Sköldberg F, Grimelius L, Woodward E R, Rorsman F, Van Schothorst E W, Winqvist O, Karlsson F A, Akerström G, Kämpe O, Husebye E S
Department of Internal Medicine, Uppsala University Hospital, Sweden.
Clin Endocrinol (Oxf). 1998 Jan;48(1):11-6. doi: 10.1046/j.1365-2265.1998.00320.x.
To characterize a family with hereditary paraganglioma, and to search for germline mutations in the von Hippel-Lindau disease (VHL) tumour suppressor gene and the ret proto-oncogene.

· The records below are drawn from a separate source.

PR #801, opened 2022-04-04
Opta shell needs to load in the kubeconfig for it to work

juandiegopalomino:
# Description
Fails with a weird message if there was another environment loaded up as default

# Safety checklist

Manually

### DIFF
--- a/opta/core/aws.py
+++ b/opta/core/aws.py
@@ -435,16 +435,21 @@ class AWS(CloudClient):
         except client.exceptions.ResourceNotFoundException:
             return False
 
+    def get_kubectl_context_name(self) -> str:
+        region, account_id = self.get_cluster_env()
+        # Get the environment's account details from the opta config
+        cluster_name = self.layer.get_cluster_name()
+        return f"{account_id}_{region}_{cluster_name}"
+
     def set_kube_config(self) -> None:
         kube_config_file_name = self.layer.get_kube_config_file_name()
+        region, account_id = self.get_cluster_env()
         if exists(kube_config_file_name):
             if getmtime(kube_config_file_name) > time() - ONE_WEEK_UNIX:
                 constants.GENERATED_KUBE_CONFIG = kube_config_file_name
                 return
             else:
                 remove(kube_config_file_name)
-
-        region, account_id = self.get_cluster_env()
 
         # Get the environment's account details from the opta config
         cluster_name = self.layer.get_cluster_name()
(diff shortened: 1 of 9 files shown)


NitinAgg (approved):

opta/core/cloud_client.py
```diff
@@ -41,3 +41,7 @@ def cluster_exist(self) -> bool:
     @abstractmethod
     def set_kube_config(self) -> None:
         raise NotImplementedError()
+
+    @abstractmethod
+    def get_kubectl_context_name(self) -> str:
+        pass
```
RemyDeWolf, line 47: why not raise NotImplementedError() like others?

opta/core/aws.py
```diff
@@ -435,17 +435,22 @@ def cluster_exist(self) -> bool:
         except client.exceptions.ResourceNotFoundException:
             return False
 
+    def get_kubectl_context_name(self) -> str:
```
RemyDeWolf, line 438: for the name, the kubeconfig is not only specific to kubectl, so we can just call it `kube_context`
example of another tool using it https://skaffold.dev/docs/environment/kube-context/

opta/core/aws.py
```diff
@@ -435,17 +435,22 @@ def cluster_exist(self) -> bool:
...
+        region, account_id = self.get_cluster_env()
```
RemyDeWolf, line 439: you can have a region and account without a cluster - may be we we should also rename it `get_provider_data` or `get_cloud_env` or something that is not tied to a cluster.

I realized this is not a new method - but since we use it, we can rename it if we wish.

opta/core/gcp.py
```diff
@@ -222,6 +222,12 @@ def get_cluster_env(self) -> Tuple[str, str]:
         googl_provider = self.layer.root().providers["google"]
         return googl_provider["region"], googl_provider["project"]
 
+    def get_kubectl_context_name(self) -> str:
```
RemyDeWolf, line 225: this is a nice abstraction - anyway we can add a unit test just on this method? `test_kubectl_context_name` (aws/gcp)

opta/core/cloud_client.py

Patient records and histopathological reports were reviewed. Available tumour samples were reinvestigated using immunohistochemical techniques. The VHL gene was investigated by single strand conformational polymorphism analysis of PCR products amplified from exons 1, 2 and 3 and the 3' untranslated region. The ret gene was analysed by amplifying and sequencing exons 10, 11 and 16.
A family with paragangliomas in three consecutive generations was investigated.
The affected individuals were found to have multiple extra-adrenal paragangliomas. All three affected individuals had retroperitoneal tumours, and two also had paraganglioma in the neck. No mutations of the VHL or ret genes were detected.
The described family may represent a novel dominantly inherited neuroendocrine tumour syndrome.
对一个遗传性副神经节瘤家系进行特征分析,并寻找冯·希佩尔-林道病(VHL)肿瘤抑制基因和原癌基因ret中的种系突变。
回顾患者记录和组织病理学报告。利用免疫组化技术对现有的肿瘤样本进行重新研究。通过对从第1、2和3外显子以及3'非翻译区扩增的PCR产物进行单链构象多态性分析来研究VHL基因。通过扩增和测序第10、11和16外显子来分析ret基因。
对一个连续三代患有副神经节瘤的家系进行了研究。
发现受影响个体患有多个肾上腺外副神经节瘤。所有三名受影响个体均有腹膜后肿瘤,两名还患有颈部副神经节瘤。未检测到VHL或ret基因的突变。
所描述的家系可能代表一种新的显性遗传神经内分泌肿瘤综合征。